→ **Work task**
Note the line where "Automate selection of latest SDK versions" appears in the data below; write it out exactly, along with every line that comes after it to the end.

╭─ Data for the task

PR #530, opened 2024-08-27
Automate selection of latest SDK versions

yuandrew:
## What was changed

Add a new `latest-sdk-version` command to query GH API to get the latest release version. Automatically run CI against latest SDK releases.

╰─

→ **Exercise output**
Automate selection of latest SDK versions

yuandrew:
## What was changed

Add a new `latest-sdk-version` command to query GH API to get the latest release version. Automatically run CI against latest SDK releases.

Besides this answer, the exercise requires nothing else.